Issue #8445, opened 2024-09-19
Aggregate operations (imports, moves, copies) when there are too many in the process (1st improvement)


fabienSvtr:
## How it should be improved
On the left "quick version", on the right a little better one if you have more time.
![image](https://github.com/user-attachments/assets/dc8f7618-6372-44e8-ba2c-66234150e3ff)

PR #8506, opened 2024-09-24
[MS] Aggregate file operations

Ironicbay:
Closes https://github.com/Scille/parsec-cloud/issues/8445

### DIFF
--- a/client/src/services/fileOperationManager.ts
+++ b/client/src/services/fileOperationManager.ts
@@ -26,7 +26,7 @@ import {
 import { wait } from '@/parsec/internals';
 import { v4 as uuid4 } from 'uuid';
 
-const MAX_SIMULTANEOUS_IMPORT_JOBS = 5;
+const MAX_SIMULTANEOUS_OPERATIONS = 3;
 
 export const FileOperationManagerKey = 'fileOperationManager';
 
@@ -422,6 +422,7 @@ class FileOperationManager {
 
   private async doMove(data: MoveData): Promise<void> {
     await this.sendState(FileOperationState.MoveStarted, data);
+    await this.sendState(FileOperationState.OperationProgress, data, { progress: 0 });
 
     let moveResult = await moveEntry(data.workspaceHandle, data.srcPath, data.dstPath, data.forceReplace);
     if (!moveResult.ok) {
@@ -441,15 +442,15 @@ class FileOperationManager {
         moveResult = await moveEntry(data.workspaceHandle, data.srcPath, data.dstPath, false);
         if (moveResult.ok) {
           data.dstPath = dstPath;
-          this.sendState(FileOperationState.EntryMoved, data);
+          await this.sendState(FileOperationState.EntryMoved, data);
         }
         i++;
       }
       if (!moveResult.ok) {
-        this.sendState(FileOperationState.MoveFailed, data, { error: moveResult.error.tag });
+        await this.sendState(FileOperationState.MoveFailed, data, { error: moveResult.error.tag });
       }
     } else {
-      this.sendState(FileOperationState.EntryMoved, data);
+      await this.sendState(FileOperationState.EntryMoved, data);
     }
   }
 
@@ -558,7 +559,7 @@ class FileOperationManager {
         break;
       }
 
-      if (this.operationJobs.length >= MAX_SIMULTANEOUS_IMPORT_JOBS) {
+      if (this.operationJobs.length >= MAX_SIMULTANEOUS_OPERATIONS) {
         // Remove the files that have been cancelled but have not yet
         // started their import
         for (const cancelId of this.cancelList.slice()) {
--- a/client/src/views/files/FileOperationMenu.vue
+++ b/client/src/views/files/FileOperationMenu.vue
@@ -30,7 +30,7 @@
       >
         <div class="item-container">
           <ion-text>{{ $msTranslate('FoldersPage.ImportFile.tabs.inProgress') }}</ion-text>
-          <span class="text-counter">{{ inProgressItems.length > 99 ? '+99' : inProgressItems.length }}</span>
+          <span class="text-counter">{{ inProgressAndQueuedLength > 99 ? '+99' : inProgressAndQueuedLength }}</span>
         </div>
       </ion-item>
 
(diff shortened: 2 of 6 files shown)


client/src/views/files/FileOperationMenu.vue
```diff
@@ -60,14 +60,19 @@
     <ion-list class="upload-menu-list">
       <template v-if="currentTab === Tabs.InProgress">
         <component
-          v-for="item in inProgressItems"
+          v-for="item in inProgressItems.slice(0, MAX_SIMULTANEOUS_OPERATIONS)"
```
Max-7, line 63: I'm not sure this list is always ordered. Instead, use another list for items that have the state `OperationProgress` (and maybe rename the `inProgressItems` list.

client/src/services/fileOperationManager.ts
```diff
@@ -26,7 +26,7 @@ import {
 import { wait } from '@/parsec/internals';
 import { v4 as uuid4 } from 'uuid';
 
-const MAX_SIMULTANEOUS_IMPORT_JOBS = 5;
+export const MAX_SIMULTANEOUS_OPERATIONS = 3;
```
Max-7, line 29: This shouldn't be exported. We may change things a bit later on and allow some control over how many operations should be done simultaneously, but the components using the manager shouldn't rely on this variable, they should only rely on the events.

client/src/views/files/FileOperationMenu.vue
```diff
@@ -60,14 +60,19 @@
...
           :is="getFileOperationComponent(item)"
           :key="item.data.id"
           :state="item.state"
           :state-data="item.stateData"
           :operation-data="item.data"
           @cancel="cancelOperation"
         />
+        <file-queued-item
+          v-if="inProgressItems.length > MAX_SIMULTANEOUS_OPERATIONS"
```
Max-7, line 72: Don't rely on this variable, only use the state of the item.

Max-7 (changes requested):

client/src/views/files/FileOperationMenu.vue
```diff
@@ -236,6 +253,17 @@ async function cancelOperation(importId: string): Promise<void> {
   await fileOperationManager.cancelOperation(importId);
 }
 
+async function cancelQueuedOperations(): Promise<void> {
+  errorHappenedInUpload.value = true;
+
+  for (const operation of queuedItems.value) {
```
Max-7, line 259: Only call `cancelOperation`. The fileOperationManager should then raise an event FileOperationState.Cancelled to warn you that the operation has been cancelled, at which time you can remove it from one of your queues.

client/src/views/files/FileOperationMenu.vue
```diff
@@ -197,8 +203,19 @@ function getFileOperationComponent(item: OperationItem): Component | undefined {
 }
 
 function updateImportState(id: string, state: FileOperationState, stateData?: StateData): void {
-  const index = inProgressItems.value.findIndex((op) => op.data.id === id);
+  let index: number;
+
+  if (state === FileOperationState.OperationProgress) {
+    // Check if item has to be moved from queued
+    index = queuedItems.value.findIndex((op) => op.data.id === id);
```
Max-7, line 210: I would do the opposite: check if the item is already in `inProgressItems`, if not push it and then try to remove it from queuedItems.

The reason being that `inProgressItems` will probably be quite short (it shouldn't contain more than MAX_SIMULTANEOUS_OPERATIONS) which means a find() would be very quick, whereas `queuedItems` could become very big.

Max-7 (changes requested):

client/src/views/files/FileOperationMenu.vue
```diff
@@ -219,6 +274,33 @@ function updateImportState(id: string, state: FileOperationState, stateData?: St
       inProgressItems.value.splice(index, 1);
       errorHappenedInUpload.value = true;
     }
+  } else if (state === FileOperationState.Cancelled) {
+    let arr: Array<OperationItem>;
+    switch (data.getDataType()) {
```
Max-7, line 279: We can also cancel an item that's in progress.

client/src/views/files/FileOperationMenu.vue
```diff
@@ -258,9 +346,27 @@ async function onFileOperationEvent(
       }
       break;
     case FileOperationState.FileAdded:
+      queuedUploadItems.value.push({
+        data: fileOperationData as FileOperationData,
+        state: state,
+        stateData: stateData,
+      });
+      if (uploadMenuList.value?.$el) {
```
Max-7, line 354: Could you extract this in a function?

Max-7 (changes requested):

client/src/services/fileOperationManager.ts
```diff
@@ -421,6 +421,7 @@ class FileOperationManager {
   }
 
   private async doMove(data: MoveData): Promise<void> {
+    await this.sendState(FileOperationState.OperationProgress, data, { progress: 0 });
```
Max-7, line 424: After the `MoveStarted` event. Cannot have Progress if it isn't started yet.

client/src/views/files/FileOperationMenu.vue
```diff
@@ -196,16 +221,67 @@ function getFileOperationComponent(item: OperationItem): Component | undefined {
...
+  let index: number;
+
+  if (state === FileOperationState.OperationProgress) {
+    // Check if item has to be moved from queued to inProgress
+    if (!inProgressItems.value.find((op) => op.data.id === data.id)) {
+      switch (data.getDataType()) {
+        case FileOperationDataType.Import:
+          index = queuedUploadItems.value.findIndex((op) => op.data.id === data.id);
+          if (queuedUploadItems.value[index]) {
+            inProgressItems.value.push(queuedUploadItems.value[index]);
```
Max-7, line 234: You can avoid one lookup by doing what you did, except just on two lines:
```
const item = queuedUploadItems.value.splice(index, 1);
inProgressItems.value.push(items);
```

client/src/views/files/FileOperationMenu.vue
```diff
@@ -196,16 +221,67 @@ function getFileOperationComponent(item: OperationItem): Component | undefined {
...
+          if (queuedMoveItems.value[index]) {
+            inProgressItems.value.push(queuedMoveItems.value[index]);
+            queuedMoveItems.value.splice(index, 1);
+          }
+          break;
+      }
+    }
+  }
+
+  let currentOperationArray: Array<OperationItem> = [];
```
Max-7, line 256: You could init `currentOperationArray` to `inProgressItems.value` directly and store the index. To me, it's a bit easier to follow.

```typescript
let currentOperationArray = inProgressItems.value;
index = inProgressItems.value.findIndex((op) => op.data.id === data.id);

if (index === -1) {
  switch (data.getDataType()) {
    ...
  }
  index = currentOperationArray.findIndex((op) => op.data.id === data.id);
}

const operator = currentOperationArray[index];
```

Max-7 (changes requested):

Max-7 (approved):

■ ■ ■ ■ ■

Description of the task — From the first line of the listing above to the line that contains "--- a/client/src/services/fileOperationManager.ts", inclusive, restate every line word for word. Nothing else belongs in the answer.

Answer section —
Issue #8445, opened 2024-09-19
Aggregate operations (imports, moves, copies) when there are too many in the process (1st improvement)


fabienSvtr:
## How it should be improved
On the left "quick version", on the right a little better one if you have more time.
![image](https://github.com/user-attachments/assets/dc8f7618-6372-44e8-ba2c-66234150e3ff)

PR #8506, opened 2024-09-24
[MS] Aggregate file operations

Ironicbay:
Closes https://github.com/Scille/parsec-cloud/issues/8445

### DIFF
--- a/client/src/services/fileOperationManager.ts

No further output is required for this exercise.